Performance Boost for Llama2-7B:

  • COLA boosts the test score on RTE from 82.09 to 85.70, which corresponds to:
    • Gain: 3.61
    • Relative improvement: 4.40 $%$

Consistency and Training Budget:

  • Maintained consistency by setting the rank of all injected modules in the sequence to 8, aligning with the baseline LoRA setup
  • Used an equal training epoch budget for different methods, ensuring the same training computation cost

6.2 Ablation Study

COLAtuning with LoRA: Effects of Chain Length

Chain length in COLA:

  • Number indicating the number of LoRAs (Layer-wise Relative Adaptation) learned and merged during fine-tuning process.
  • Longer chains result in better approximation for optimal weight update to pretrained language model (LLM).

Experiments:

  • Conducted with varying chain lengths: 1, 2, 3.
  • Total training epochs fixed at 5.
  • Results reported over five random seeds.

Findings:

  • Test accuracy increases as chain length grows.
  • COLA more robust in terms of generalization error compared to baseline LoRA for most tasks.
  • Lower standard deviations for COLA.

Table 4:

  • Test scores and standard deviation reported for all tasks using 5 random seeds.
  • Highest average performance highlighted in bold.

Rank step-down:

  • Hypothesis: residual weight update for task adaptation decreases in rank.
  • Studies conducted on COLA with length of two and varying ranks (2, 4, 6, 8) for remaining epochs.

Results:

  • COLA with rank step-down outperforms fixed rank LoRA for all tasks except one data point.
  • Superior generalization ability over standard LoRA and lower computational cost.
  • Optimal rank is task-dependent.

Figure 3:

  • Comparison of test performance for three tasks with COLA of length 2 and different ranks in the residual learning phase.
  • Experiments conducted with fixed rank of 8 for first three epochs and varying ranks for remaining epochs.

Computation comparison:

  • Training computation cost (FLOPs) provided for COLA of different configurations.
  • Baseline LoRA uses a fixed rank of 8 throughout training, while COLA starts with rank 8 and continues with different ranks in the residual learning phase.
  • Less compute required for COLA due to lower generalization error.

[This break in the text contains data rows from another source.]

PR #987, opened 2018-04-02
Update to v3 of graphql-tools pre-release

freiksenet:
v3 should have a fix for interface and union fragments with fragment
spreads

### DIFF
--- a/package.json
+++ b/package.json
@@ -62,7 +62,7 @@
     "graphql": "^0.13.2",
     "graphql-depth-limit": "^1.1.0",
     "graphql-relay": "^0.5.4",
-    "graphql-tools": "^3.0.0-alpha.11",
+    "graphql-tools": "^3.0.0-alpha.12",
     "graphql-type-json": "^0.1.4",
     "i": "^0.3.5",
     "jwt-simple": "^0.5.0",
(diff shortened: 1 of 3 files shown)


mzikherman:
Pulling this branch down and I was getting some errors in the console from usage of the new API in `graphql-tools`, but a test example I had of the original bug (spread fragment on an interface in a union), is working!

```
{
  artwork(id:"banksy-di-faced-tenner-21") {
    id
    context {
      ... on Node {
        __id
        __typename
      }
    }
  }
}
```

7 Conclusions and future work

Chain of LoRA (COLA) for Fine-tuning Large Language Models

Introducing COLA: An iterative low rank residual learning procedure to optimize weight updates for efficient task adaptation in large language models. Preliminary results demonstrate that COLA surpasses previous baselines while maintaining, or reducing, computational resources. Ongoing work involves testing COLA with various base optimizers and conducting larger scale experiments. Additionally, we are exploring applications beyond classification tasks, such as generation, summarization, and multiple choice tasks.